Los grandes cambios urbanísticos deben tener en cuenta el arbolado de las calles, o las autoridades deben exigir que así ocurra.
4) Talas
El GCBA autorizó la obra del hipermercado Carrefour y el túnel en el ex albergue Warnes. En la Av. Chorroarín, en la Av. Constituyentes, en la Av. Warnes y dentro del Club Municipal Costa Rica, fueron talados 30 añosos árboles.
Se violó la ordenanza que autoriza la obra, (que contemplaba los árboles, algunos de más de 100 años) se violó la ordenanza de arbolado urbano, y se violó la ley de Estudio de Impacto Ambiental.

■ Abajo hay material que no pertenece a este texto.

PR #2223, opened 2020-04-23
Fix bug in CheckCSIConditions function

rfranzke:
This PR fixes a bug in the `csimigration.CheckCSIConditions` function.
If the `csiMigrationVersion` is for example `1.18` then the `isHigherThanCSIMigrationVersion` is only `false` when the provided shoot Kubernetes version is `<= 1.18.0`. If it is `1.18.1` then it is `true` which means that it immediately returns `true` for `csiMigrationComplete` instead of checking if the annotation is present on the cluster.

/kind bug

**Release note**:

```improvement developer
A bug in the CSI migration controller has been fixed that may cause the `CSIMigration<Provider>Complete` feature gate to be set to early.
```


ialidzhikov (approved):
/lgtm

PR #2229, opened 2020-04-24
Remove shoot tasks only if executed

### LINKED ISSUE #2228: Controller restart in maintenance time window does not work
**What happened**:
With #2098, #2116 a feature was contributed that enables auto-restart of controllers in the shoot maintenance time window. However, it seems that there is a bug. I'm having a shoot that was reconciled `8h` ago: 

```yaml
  lastOperation:
    description: Shoot cluster state has been successfully reconciled.
    lastUpdateTime: '2020-04-23T21:01:23Z'
    progress: 100
    state: Succeeded
    type: Reconcile
```

However, the {kube,cloud}-controller-managers run since 31h:

```shell
$ kubectl -n shoot--foo--bar get pod | grep controller-m
cloud-controller-manager-749ccfc56f-ndjt7     1/1     Running     0          31h
kube-controller-manager-84d47674b6-4w8pw      1/1     Running     0          31h
```

The controller-managers should have been restarted `8h` ago. The 

Create a shoot and enable the `enableShootControlPlaneRestarter` flag in GCM config:

```yaml
    apiVersion: controllermanager.config.gardener.cloud/v1alpha1
    kind: ControllerManagerConfiguration
    controllers:
      shootMaintenance:
        concurrentSyncs: 200
        enableShootControlPlaneRestarter: true
```

/cc @timuthy 

**Environment**:

- Gardener version: v1.3.0
- Kubernetes version (use `kubectl version`): v1.14.0
- Cloud provider or hardware configuration: AWS

rfranzke:
The shoot reconciliation flow was removing the tasks annotation at the end of a successful shoot reconciliation, no matter whether it actually respected it in this shoot reconciliation.
This lead to race conditions if new tasks were added while an existing reconciliation is in progress. Concretely, sometimes the shoot-maintenance was not executed completely. The shoot reconciliation started a second time, however, without any tasks as they were removed from the first reconcilation.
This PR changes the behaviour so that only tasks are removed if they were really executed.

Fixes #2228

**Release note**:

```improvement operator
A race condition that led to incomplete maintenance operations for shoot clusters has been fixed.
```

### DIFF
--- a/pkg/gardenlet/controller/shoot/shoot_control_reconcile.go
+++ b/pkg/gardenlet/controller/shoot/shoot_control_reconcile.go
@@ -84,14 +84,16 @@ func (c *Controller) runReconcileShootFlow(o *operation.Operation, operationType
 	}
 
 	var (
-		defaultTimeout                 = 30 * time.Second
-		defaultInterval                = 5 * time.Second
-		dnsEnabled                     = !o.Shoot.DisableDNS
-		managedExternalDNS             = o.Shoot.ExternalDomain != nil && o.Shoot.ExternalDomain.Provider != "unmanaged"
-		managedInternalDNS             = o.Garden.InternalDomain != nil && o.Garden.InternalDomain.Provider != "unmanaged"
-		allowBackup                    = o.Seed.Info.Spec.Backup != nil
-		staticNodesCIDR                = o.Shoot.Info.Spec.Networking.Nodes != nil
-		restartControlPlaneControllers = controllerutils.HasTask(o.Shoot.Info.Annotations, common.ShootTaskRestartControlPlanePods)
+		defaultTimeout     = 30 * time.Second
+		defaultInterval    = 5 * time.Second
+		dnsEnabled         = !o.Shoot.DisableDNS
+		managedExternalDNS = o.Shoot.ExternalDomain != nil && o.Shoot.ExternalDomain.Provider != "unmanaged"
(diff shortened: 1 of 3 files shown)


pkg/gardenlet/controller/shoot/shoot_control_reconcile.go
```diff
@@ -381,6 +383,27 @@ func (c *Controller) runReconcileShootFlow(o *operation.Operation, operationType
...
+	newShoot, err := kutil.TryUpdateShootAnnotations(c.k8sGardenClient.GardenCore(), retry.DefaultRetry, o.Shoot.Info.ObjectMeta,
+		func(shoot *gardencorev1beta1.Shoot) (*gardencorev1beta1.Shoot, error) {
+			var tasksToRemove []string
+
+			if requestInfrastructureReconciliation {
+				tasksToRemove = append(tasksToRemove, common.ShootTaskDeployInfrastructure)
+			}
+			if requestControlPlanePodsRestart {
+				tasksToRemove = append(tasksToRemove, common.ShootTaskRestartControlPlanePods)
+			}
```
timuthy: What do you think about saving all tasks before running the flow and looping through them here instead of doing this only for these specific ones?

rfranzke: +1, will do

rfranzke: done, PTAL

timuthy (approved):
/lgtm

PR #2233, opened 2020-04-24
Confine shoot spec update rollout to maintenance

### LINKED ISSUE #2196: Optionally roll out Shoot spec changes only in the maintenance time window
We should make it optionally configurable in the `Shoot` that changes to the `spec` are only applied during the Shoot's maintenance time window.
Let's introduce `.spec.maintenance.confineSpecUpdateRollout` (defaults to `false`). If set to `true` then changes to the `spec` won't trigger the shoot reconciliation flow. However, setting the `gardener.cloud/operation=reconcile` annotation shall enforce the rollout immediately (despite of this flag).

**Why is this needed**:
Some users want to update their Shoot specifications, however, they don't want to roll out the changes immediately but in their maintenance time window (in case the update results in a rolling update of the worker nodes or restart of etcd, for example).

rfranzke:
This PR adds a new optional field `.spec.maintenance.confineSpecUpdateRollout` to the `Shoot`. If it is set to `true` then any update to the spec will not cause a reconciliation directly. Internally, this is achieved by not incrementing the `.metadata.generation`. Instead, the changes are rolled out by the reconciliation that happens in the shoot's maintenance time window anyways.

Fixes #2196

* I added docs for shoot maintenance along the way. 
* Also, you might ask yourself (like I asked myself 😉) whether it's really a good idea to not bumped the `.metadata.generation` to achieve this. I was iterating back and forth, but eventually I decided for "yes". The main reasons were:
  * a) `.metadata.generation` is mainly a measurement for controllers to detect whether they have to reconcile. As we control both (API server + controller) we can keep this knowledge in sync.
  * b) End-users might want to compare `.metadata.generation` and `.status.observedGeneration` to check whether their changes got already applied. However, when they set the `.spec.maintenance.confineSpecUpdateRollout=true` then they know already that the changes won't get applied immediately, so it's no issue.
  * c) This was actually my main concern: Convention-wise this approach is violating, however, we are already "violating" (I'd rather call it "customizing") when we bump the generation. IMO this is the advantage of developing and maintaing our own API server (instead of using CRDs).

**Release note**:

```noteworthy user
It is now possible to confine rollouts of changes/updates to the `Shoot` specification to the individual maintenance time window. You can set `.spec.maintenance.confineSpecUpdateRollout=true` to achieve the desired behaviour. Please consult [this document](https://github.com/rfranzke/gardener/blob/feature/confine-spec-updates/docs/usage/shoot_maintenance.md#confine-specification-changesupdates-roll-out) to get all information about it.
```


docs/usage/shoot_maintenance.md
```diff
@@ -0,0 +1,80 @@
...
+Via the `.spec.maintenance.confineSpecUpdateRollout` field you can control whether you want to make Gardener roll out changes/updates to your shoot specification only during the maintenance time window.
+It is `false` by default, i.e., any change to your shoot specification triggers a reconciliation (even outside of the maintenance time window).
+This is helpful if you want to update your shoot but don't want the changes to be applied immediately. One example use-case would be a Kubernetes version upgrade that you want to roll out during the maintenance time window.
+Any update to the specification will not increase the `.metadata.generation` of the `Shoot` which is something you should be aware of.
+Also, even if Gardener administrators/operators have not enabled the "reconciliation in maintenance time window only" configuration (as mentioned above) then your shoot will only reconcile in the maintenance time window.
+The reason is that Gardener cannot differentiate between create/update/reconcile operations.
+
+⚠️  If `confineSpecUpdateRollout=true`, please note that if you change the maintenance time window itself then it will only be considered in the next but one maintenance.
```
timuthy:
```suggestion
⚠️  If `confineSpecUpdateRollout=true`, please note that if you change the maintenance time window itself then it will only be effective after the upcoming maintenance.
```

pkg/gardenlet/controller/shoot/shoot_control.go
```diff
@@ -94,6 +94,10 @@ func (c *Controller) respectSyncPeriodOverwrite() bool {
 	return controllerutils.BoolPtrDerefOr(c.config.Controllers.Shoot.RespectSyncPeriodOverwrite, false)
 }
 
+func (c *Controller) confineSpecUpdateRollout(maintenance *gardencorev1beta1.Maintenance) bool {
```
timuthy:
```suggestion
func confineSpecUpdateRollout(maintenance *gardencorev1beta1.Maintenance) bool {
```

timuthy (changes requested):
Looks good in general, just minor suggestions in the code. I didn't test the changes but I'm afraid that this change breaks the scheduled hibernation feature, doesn't it? If yes, the least we should do is to prevent both features being used at the same time. WDYT?

rfranzke:
> I didn't test the changes but I'm afraid that this change breaks the scheduled hibernation feature, doesn't it? If yes, the least we should do is to prevent both features being used at the same time. WDYT?

Nice catch! Yes, it would break it, indeed. We could forbid it per validation, right. The other option would be to make an exception for hibernation/wake-up and roll them out immediately as those operations are disruptive anyways (and there isn't a use-case where people would want their shoots from being hibernated/woken-up in the maintenance time window only (and even if they can achieve that more accurately by defining a hibernation schedule)). The only downside would be an inconsistency, though, on the other hand hibernation is a strong use-case and preventing it in general might be too harsh, probably unnecessary harsh.

timuthy:
> We could forbid it per validation, right. The other option would be to make an exception for hibernation/wake-up and roll them out immediately

I went back and forth with thoughts about this and tend to vote for the second option as well. Let's mention it in the documentation and ideally also in the doc string of the `confineSpecUpdateRollout` field.

pkg/registry/core/shoot/strategy.go
```diff
@@ -143,6 +144,14 @@ func mustIncreaseGeneration(oldShoot, newShoot *core.Shoot) bool {
 	return false
 }
 
+func mustIncreaseGenerationForSpecChanges(oldShoot, newShoot *core.Shoot) bool {
+	if newShoot.Spec.Maintenance != nil && newShoot.Spec.Maintenance.ConfineSpecUpdateRollout != nil && *newShoot.Spec.Maintenance.ConfineSpecUpdateRollout {
+		return !apiequality.Semantic.DeepEqual(helper.HibernationIsEnabled(oldShoot), helper.HibernationIsEnabled(newShoot))
```
timuthy: Any special reason you use `DeepEqual`?

```suggestion
		return helper.HibernationIsEnabled(oldShoot) != helper.HibernationIsEnabled(newShoot)
```

timuthy (changes requested):
Thanks for addressing my comments. Just one Nit, but looks good apart from that.

timuthy (approved):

En muchas ocasiones han sido denunciadas mutilaciones y talas clandestinas a diversas autoridades comunales (Centro de Gestión y Participación nro. 11, Arbolado Urbano, Dirección General de Espacios Verdes, Policía y al Ombudsman porteño) sin que se obtuvieran resultados. No sólo eso; también se han solicitado urgentes campañas de concientización de la población para evitar el empeoramiento del estado de los árboles.
No sólo nunca hubo respuestas o explicaciones de si era posible o no (y por qué), sino que durante el invierno la situación empeoró notablemente. De haberse contemplado este importante pedido, docenas de árboles aún estarían sanos y otros seguirían en pie, pudiéndose haber evitado muchas talas y mutilaciones.
Concluimos entonces que para que esta gestión del arbolado urbano funcione, es indispensable y prioritario NO realizar campaña alguna de educación.
Proponemos aquí un cambio de raíz de esta política que debe ponerse en práctica de inmediato. Sólo funcionarios sensibles y con conocimientos bien orientados serán capaces de aplicarlo correctamente. Debe actuar simultáneamente en todos los frentes que se enumeran, pues de lo contrario no habrá mejoría del arbolado de la ciudad y, por lo tanto, tampoco de la calidad de vida de sus habitantes. Deben renunciar a sus cargos los actuales funcionarios lo antes posible.
“Los árboles han sido para mí los predicadores más eficaces...
En sus copas susurra el mundo, sus raíces descansan en lo infinito; pero no se pierden en él, sino que persiguen una sola cosa: cumplir su propia ley, desarrollar su propia forma, representarse a sí mismos...
Los árboles son santuarios; quien sabe hablar con ellos, quien sabe escucharlos, aprende una verdad...
No predican doctrinas ni recetas: predican, indiferentes al detalle, la ley primitiva de la vida...”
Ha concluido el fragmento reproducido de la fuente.